AlphaFold
1. Introduction
The INCD team prepared a local installation of AlphaPhold using a container based on UDOCKER (instead of DOCKER) and includes the Genetic Database.
The local installation provide the AlphaFold version 2.1.1 over a container based on Ubuntu 18.04 distribution with cuda-11.0 and cudnn-8.
The main resource target of AlphaFold is the GPU but the application also execute only on the CPU although the performance is substantially worst, see the Run Exemples section bellow.
1.1 Environment
The environment is activate with command
$ module load udocker/alphaphold/2.1.1
this will activate automatically a virtual environment ready to start the AlphaFold container throught the python script run_udocker.py.
1.2 Data Base Location
The Genetic Database is installed bellow the filesystem directory
/users3/data/alphafold
on read-only mode, upgrades may be requested using the helpdesk@incd.pt address.
1.3 run_udocker.py Script
The run_udocker.py script was adapted from the run_docker.py script normally used by AlphaFold with the docker container technology.
The run_udocker.py accept the same options as the run_docker.py script with a few minor changes that we hope it will facilitate user interaction. The user may change the script behavour throught environment variables or command line options, we can see only the changes bellow:
Optional environment variables:
Variable Name | Default Value | Comment |
---|---|---|
DOWNLOAD_DIR | none | Genetic database location |
OUPTPUT_DIR | none | Output results directory |
Command line options:
Command Option | Mandatory | Default Value | Comment |
---|---|---|---|
--data_dir | no | /users3/data/alphafold | Genetic database location, takes precedence over DOWNLOAD_DIR when both are selected |
--output_dir | no | <working_dir>/output | Output results directory, takes precedence over OUTPUT_DIR when both are selected |
The option --data_dir is required on the standard AlphaFold run_docker.py script, we choose to select automatically the location of the genetic database but the user may change this path throught the environment variable DOWNLOAD_DIR or the command line option data_dir.

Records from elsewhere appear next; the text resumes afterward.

PR #470, opened 2017-06-12
Watermark emission policy

mtopolnik:


hazelcast-jet-core/src/main/java/com/hazelcast/jet/WatermarkEmissionPolicy.java
```diff
@@ -0,0 +1,44 @@
...
+package com.hazelcast.jet;
+
+import javax.annotation.Nonnull;
+import java.io.Serializable;
+
+/**
+ * A policy object that decides when when the watermark has advanced
+ * enough to emit a new watermark item.
+ */
+public interface WatermarkEmissionPolicy extends Serializable {
```
cangencer: can be `@FunctionalInterface`

hazelcast-jet-core/src/main/java/com/hazelcast/jet/WatermarkEmissionPolicy.java
```diff
@@ -0,0 +1,44 @@
...
+     * lastEmittedWm}.
+     */
+    boolean shouldEmit(long currentWm, long lastEmittedWm);
+
+    /**
+     * Returns a policy that ensures that each emitted watermark has a higher
+     * value than the last one.
+     */
+    @Nonnull
+    static WatermarkEmissionPolicy suppressDuplicates() {
```
cangencer: is there a reason this is here, but not together with the rest of the policies? would it make sense to put all in a separate class?

mtopolnik: This is supposed to serve as the "null" policy that just protects the basic invariant of watermark emission. But we could put all three in here.

cangencer: I'd prefer them to all be in same place, preferably in this class ?

hazelcast-jet-core/src/main/java/com/hazelcast/jet/impl/processor/InsertWatermarkP.java
```diff
@@ -39,34 +39,39 @@
 public class InsertWatermarkP<T> extends AbstractProcessor {
```
viliam-durina: This should also be renamed to `InsertWatermarksP` (plural)

hazelcast-jet-core/src/main/java/com/hazelcast/jet/WatermarkEmissionPolicy.java
```diff
@@ -0,0 +1,76 @@
...
+     * value should be emitted, given the last emitted value {@code
+     * lastEmittedWm}.
+     */
+    boolean shouldEmit(long currentWm, long lastEmittedWm);
+
+    /**
+     * Returns a policy that ensures that each emitted watermark has a higher
+     * value than the last one.
+     */
+    @Nonnull
```
viliam-durina: We should say more clearly that this method is useful only in special cases: "Does minimum possible throttling causing lot of overhead from watermarks. Useful for edge cases and tests."

hazelcast-jet-core/src/main/java/com/hazelcast/jet/WatermarkEmissionPolicy.java
mtopolnik: This is already done.

cangencer:
verify

mtopolnik:
verify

The AlphaFold standard output results directory location is /tmp/alphafold by default, please note that we change this location to the local working directory, the user can select a different path throught the environment variable OUTPUT_DIR or the command line option --output_dir.
2. How to Run
We only need a protein and a submition script, if we analyze multiple proteins on parallel it is advise to submit then from different directory in order to avoid interference between runs.
2.1 Example on Partition "gpu"
Lets analyze the https://www.uniprot.org/uniprot/P19113 protein, for example.
Create a working directory and get the protein:
[user@cirrus ~]$ mkdir run_P19113
[user@cirrus ~]$ cd run_P19113
[user@cirrus run_P19133]$ wget -q https://www.uniprot.org/uniprot/P19113.fasta
Use your favority editor the create the submition script submit.sh*:
[user@cirrus run_P19133]$ emacs submit.sh
#!/bin/bash
# -------------------------------------------------------------------------------
#SBATCH --job-name=P19113
#SBATCH --partition=gpu
#SBATCH --mem=30G
#SBATCH --ntasks=4
#SBATCH --gres=gpu
# -------------------------------------------------------------------------------
module purge
module load udocker/alphafold/2.1.1
run_udocker.py --fasta_paths=P19113.fasta --max_template_date=2020-05-14
Finally, submit your job, check if it is running and wait for it:
[user@cirrus run_P19133]$ sbatch submit.sh
[user@cirrus run_P19133]$ squeue
When finish the local directory ./output will have the analyze results.